PR #747, opened 2025-07-09
Always collect event ids and initialize them in `TracePoint` constructor

eupp:


src/jvm/main/org/jetbrains/kotlinx/lincheck/strategy/managed/ManagedStrategy.kt
```diff
@@ -747,8 +717,9 @@ internal abstract class ManagedStrategy(
         // scenario threads are handled separately by the runner itself
         if (isTestThread(currentThreadId)) return
 
+        val eventId = getNextEventId()
```
ivandev0, line 734: Minor. I think extracting event ID in a separate variable is excessive because it is not used anywhere else unlike thread ID which can be reused.

eupp: I extracted `val eventId = getNextEventId()` (almost) everywhere for two purposes:

1. Uniformity with `threadId` and between all the injection methods. 

2. As a part of the new contract (documented in one of the comments in the code), `beforeEvent` assumes that each time it is called, previous injection method has advanced the `eventId` for the new event. But some injections (e.g., `afterReadField`) create `TracePoint` conditionally. 

Thus, by moving  `val eventId = getNextEventId()` at the beginning of the methods, I ensure the id allocated for each injection/event, no matter if trace point was created or not.

src/jvm/main/org/jetbrains/kotlinx/lincheck/strategy/managed/ManagedStrategy.kt
```diff
@@ -296,6 +261,7 @@ internal abstract class ManagedStrategy(
         monitorTracker.reset()
         parkingTracker.reset()
         constants.clear()
+        currentEventId = -1
```
zuevmaxim, line 263: Why not in `initializeReplay`?

src/jvm/main/org/jetbrains/kotlinx/lincheck/strategy/managed/ManagedStrategy.kt
```diff
@@ -1254,11 +1249,10 @@ internal abstract class ManagedStrategy(
     /**
```
zuevmaxim: the comment is outdated

zuevmaxim (approved):

src/jvm/main/org/jetbrains/kotlinx/lincheck/strategy/managed/ManagedStrategy.kt
eupp: `initializeInvocation` is called before each new invocation (both replay of current interleaving and exploring a new interleaving), while `initializeReplay()` is only called on replays of the same interleaving.

PR #748, opened 2025-07-11
Add gradle tasks to simplify Space Packages publishing

eupp:


jvm-agent/gradle.properties
```diff
@@ -9,4 +9,4 @@
 #
 
 jvmAgentArtifactId=lincheck-jvm-agent
-jvmAgentVersion=0.1-SNAPSHOT
\ No newline at end of file
+jvmAgentVersion=3.1-SNAPSHOT
```
dmitrii-artuhov, line 12: Is it expected that `:jvm-agent` version jumped to `3.1`, while `:common` is only at `3.0.2`

trace/gradle.properties
```diff
@@ -11,4 +11,4 @@
 # use `trace` prefix as otherwise gradle resolves the version property to root's version,
 # for artifactId it resolves correctly, however, we still use the prefix for uniformity
 traceArtifactId=lincheck-trace
-traceVersion=0.1-SNAPSHOT
\ No newline at end of file
+traceVersion=3.0.2-SNAPSHOT
```
dmitrii-artuhov, line 14: Same question for the `:trace`, should it be `3.1-SNAPSHOT` instead?

dmitrii-artuhov (approved):

PR #749, opened 2025-07-11
Add function for setting up manifest's version and copyrights

dmitrii-artuhov:


buildSrc/src/main/kotlin/Toolchain.kt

What this task involves: Please restate only the opening stretch of the records above: every line from the first through the one containing "1. Uniformity with", exactly as written.

Your solution:
PR #747, opened 2025-07-09
Always collect event ids and initialize them in `TracePoint` constructor

eupp:


src/jvm/main/org/jetbrains/kotlinx/lincheck/strategy/managed/ManagedStrategy.kt
```diff
@@ -747,8 +717,9 @@ internal abstract class ManagedStrategy(
         // scenario threads are handled separately by the runner itself
         if (isTestThread(currentThreadId)) return
 
+        val eventId = getNextEventId()
```
ivandev0, line 734: Minor. I think extracting event ID in a separate variable is excessive because it is not used anywhere else unlike thread ID which can be reused.

eupp: I extracted `val eventId = getNextEventId()` (almost) everywhere for two purposes:

1. Uniformity with `threadId` and between all the injection methods. 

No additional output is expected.